The Department of Defense and the National School Lunch Program:
This is not the first time that the Department of Defense (DoD) has sounded an alarm about the endangered health of our nation’s youth. In fact, it was the testimony of Major General Lewis B. Hershey, then head of the U.S. Selective Service Administration, and work with the U.S. Department of Agriculture (USDA) that won passage of legislation that inaugurated the national school lunch program in 1946 (2). Individual states and the USDA had first responded in the early 1930s to the growing problem of malnutrition, largely a result of food shortages and distribution problems during the Great Depression, by establishing regional school breakfast and lunch programs (3). However, these programs declined during WWII, and by 1946, the DoD reported that a shocking four in five Americans were unfit for military service, the primary cause being malnutrition. In signing the Richard B. Russell National School Lunch Program legislation, President Harry Truman commented that “In the long view, no nation is healthier than its children, or more prosperous than its farmers.” America’s youth, regardless of family income, were assured at least one healthy meal a day, and farmers were guaranteed a substantial market for their commodities. Except for an austere cost-cutting downturn in funding in the 1980s (older ASPB members may recall when ketchup was declared to be a vegetable…), the program has grown steadily to the point at which it now gives 31 million children a daily meal.

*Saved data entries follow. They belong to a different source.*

PR #19637, opened 2025-11-10
fix(storage): validate blocks_per_file to prevent division by zero

prestoalvarez:
The `StaticFileProviderBuilder` methods `with_blocks_per_file()` and `with_blocks_per_file_for_segment()` accepted `0` as a valid value, which could lead to division by zero panics when calculating block ranges in `find_fixed_range_with_block_index()`.


mattsse (commented):
not reachable

PR #19640, opened 2025-11-10
refactor: capped `to` to `best_block`

### LINKED ISSUE #19636: cap --to target at existing block height
### Describe the feature

we currently don't cap the --to arg to min(best_block_number) which can cause panics

https://github.com/paradigmxyz/reth/blob/7b3300841f9fbce247db7702fd049fd755d985ab/crates/cli/commands/src/re_execute.rs#L68-L68

## TODO

* if to is some and > best_block, log a warn and use `max()` instead

### Additional context

_No response_

akronim26:
# Fixes #19636 
- Caps the requested `to` block at the current `best_block`.
- If the user requests a block higher than `best_block`, execution now emits a warning instead of silently proceeding.

### DIFF
--- a/crates/cli/commands/src/re_execute.rs
+++ b/crates/cli/commands/src/re_execute.rs
@@ -66,19 +66,17 @@ impl<C: ChainSpecParser<ChainSpec: EthChainSpec + Hardforks + EthereumHardforks>
 
         let min_block = self.from;
         let best_block = provider.best_block_number()?;
-        let max_block = if let Some(to) = self.to {
+        let mut max_block = best_block;
+        if let Some(to) = self.to {
             if to > best_block {
                 warn!(
                     requested = to,
                     best_block,
                     "Requested --to is beyond available chain head; clamping to best block"
                 );
-                best_block
             } else {
-                to
+                max_block = to;
             }
-        } else {
-            best_block
         };
 
         let total_blocks = max_block - min_block;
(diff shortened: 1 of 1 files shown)


crates/cli/commands/src/re_execute.rs
```diff
@@ -65,7 +65,21 @@ impl<C: ChainSpecParser<ChainSpec: EthChainSpec + Hardforks + EthereumHardforks>
         let components = components(provider_factory.chain_spec());
 
         let min_block = self.from;
-        let max_block = self.to.unwrap_or(provider.best_block_number()?);
+        let best_block = provider.best_block_number()?;
```
mattsse, line 68: we can make this `let mut max_block`

crates/cli/commands/src/re_execute.rs
```diff
@@ -65,7 +65,21 @@ impl<C: ChainSpecParser<ChainSpec: EthChainSpec + Hardforks + EthereumHardforks>
...
+        let max_block = if let Some(to) = self.to {
+            if to > best_block {
+                warn!(
+                    requested = to,
+                    best_block,
+                    "Requested --to is beyond available chain head; clamping to best block"
+                );
+                best_block
```
mattsse: and then this just becomes max_block = to

mattsse (changes requested):
smol style suggestion

mattsse (approved):
cool, ty

PR #19642, opened 2025-11-11
chore: Remove unnecessary dead_code attributes from benchmark utils

JacksonEi:
Those constants and functions in are actively used across multiple benchmark files, so removed `#[allow(dead_code)]` attributes.


mattsse (commented):
we need to keep these due to how clippy works

PR #19645, opened 2025-11-11
fix: preserve parent beacon root in pending env

aso20455:
- stop zeroing `parent_beacon_block_root` when we build pending env attrs
- add a small regression test that fails if we reintroduce the bug


mattsse (commented):
what's the motivation for this?

iirc zero is the default for eth_simulatv1, so this seems also appropriate here

mattsse (approved):
yeah I dont see any harm in doing this

PR #19661, opened 2025-11-11
Remove unused SignerRecoverable import from txpool tracing example

Doryu001:
drop the stale SignerRecoverable import in examples/txpool-tracing/src/submit.rs keep the example free of dead code and avoid future unused-import warnings


mattsse (commented):
this import is required

Issue #19589, opened 2025-11-07
Make sure that we can just delete static files and it will not break provider access


shekhirin:
### Describe the feature

```console
❯ ls /mnt/nvme/reth/mainnet/static_files/static_file_* | first 6
╭───┬────────────────────────────────────────────────────────────────────────────────┬──────┬──────────┬────────────╮
│ # │                                      name                                      │ type │   size   │  modified  │
├───┼────────────────────────────────────────────────────────────────────────────────┼──────┼──────────┼────────────┤
│ 0 │ /mnt/nvme/reth/mainnet/static_files/static_file_headers_0_499999               │ file │ 158.2 MB │ a year ago │
│ 1 │ /mnt/nvme/reth/mainnet/static_files/static_file_headers_0_499999.conf          │ file │     75 B │ a year ago │
│ 2 │ /mnt/nvme/reth/mainnet/static_files/static_file_headers_0_499999.off           │ file │  12.0 MB │ a year ago │
│ 3 │ /mnt/nvme/reth/mainnet/static_files/static_file_headers_10000000_10499999      │ file │ 276.8 MB │ a year ago │
│ 4 │ /mnt/nvme/reth/mainnet/static_files/static_file_headers_10000000_10499999.conf │ file │     75 B │ a year ago │
│ 5 │ /mnt/nvme/reth/mainnet/static_files/static_file_headers_10000000_10499999.off  │ file │  12.0 MB │ a year ago │
╰───┴────────────────────────────────────────────────────────────────────────────────┴──────┴──────────┴────────────╯
```

Make sure that I can just delete `static_file_headers_0_499999`, `static_file_headers_0_499999.conf` and `static_file_headers_0_499999.off` files, and the provider will start returning `None` for all headers in that range.

shekhirin:
We can't delete all files for a segment right now, because if you delete all transaction static files, then the consistency check will get triggered with the unwind to block 0

```console
2025-11-13T19:16:16.036968Z  INFO Setting unwind target. checkpoint_block_number=23786102 unwind_target=0 segment=TransactionSenders

thread 'main' panicked at /home/shekhirin/reth/crates/cli/commands/src/common.rs:154:13:
assertion `left != right` failed: A static file <> database inconsistency was found that would trigger an unwind to block 0
```

[...]

PR #19662, opened 2025-11-11
feat(stages): get transaction range starting from first available block

shekhirin:
Towards https://github.com/paradigmxyz/reth/issues/19589

Ensures that we don't return a range of transactions that aren't available in static files anymore, in case the user deleted the static files manually.


crates/stages/api/src/stage.rs
```diff
@@ -70,15 +71,24 @@ impl ExecInput {
     /// Return the next block range determined the number of transactions within it.
     /// This function walks the block indices until either the end of the range is reached or
     /// the number of transactions exceeds the threshold.
```
mattsse, line 73: not obvious to me what this function returns

```
(Range<TxNumber>, RangeInclusive<BlockNumber>, bool)
```

can we either overexplain what this is or introduce a struct for this

crates/stages/api/src/stage.rs
```diff
@@ -70,15 +71,24 @@ impl ExecInput {
...
     ) -> Result<(Range<TxNumber>, RangeInclusive<BlockNumber>, bool), StageError>
     where
-        Provider: BlockReader,
+        Provider: StaticFileProviderFactory + BlockReader,
     {
-        let start_block = self.next_block();
+        let Some(lowest_transactions_block) = provider
+            .static_file_provider()
+            .get_lowest_range(StaticFileSegment::Transactions)
+            .map(|range| range.start())
```
mattsse: can we make this a helper, I'd prefer this than having map range .start

crates/stages/api/src/stage.rs
```diff
@@ -70,15 +71,24 @@ impl ExecInput {
...
+        else {
+            return Ok((0..0, 0..=0, true));
+        };
+
+        let start_block = self.next_block().max(lowest_transactions_block);
```
mattsse, line 96: why is this capped?

mattsse (changes requested):
very pedantic nits

crates/stages/api/src/stage.rs
shekhirin: I will introduce a struct in a follow-up PR, this is unrelated to current changes

crates/stages/api/src/stage.rs
shekhirin: explained in a comment

crates/stages/api/src/stage.rs
mattsse: reasonable

mattsse (approved):

PR #19663, opened 2025-11-11
chore(examples): trim unused imports in txpool tracing submit

0xLogicalx:
remove unused alloy and reth transaction pool imports from the txpool tracing submit helper keep the example focused on the types it actually consumes


mattsse (commented):
this example is fine as is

I'm quite sure the wingnuts above would look at what's in that link and only focus on the problem with obese children now that was the initial point of discussion in the post, and use it to claim it means they don't need any help, rather than acknowledging it means all they have access to is cheap, unhealthy, fattening fast food and that something needs to be done about that as well.
Conservatives have been using race baiting and trying to pit working Americans against each other with language like what was used in the segment above and paint African Americans as lazy, welfare collecting bums who just want to mooch off of the government for decades. They don't even seem to be concerned about throwing out the dog whistles these days and are just demonizing everyone now. It's quite astounding just how much of the electorate they're willing to turn off and piss off if enough people actually had a chance to watch this garbage and the hundreds of segments just like it Fox churns out every week.
Republicans like Mitt Romney and Paul Ryan are basically saying the same thing Hoenig did here with their goal of destroying our social safety nets. They're just a little more subtle about it.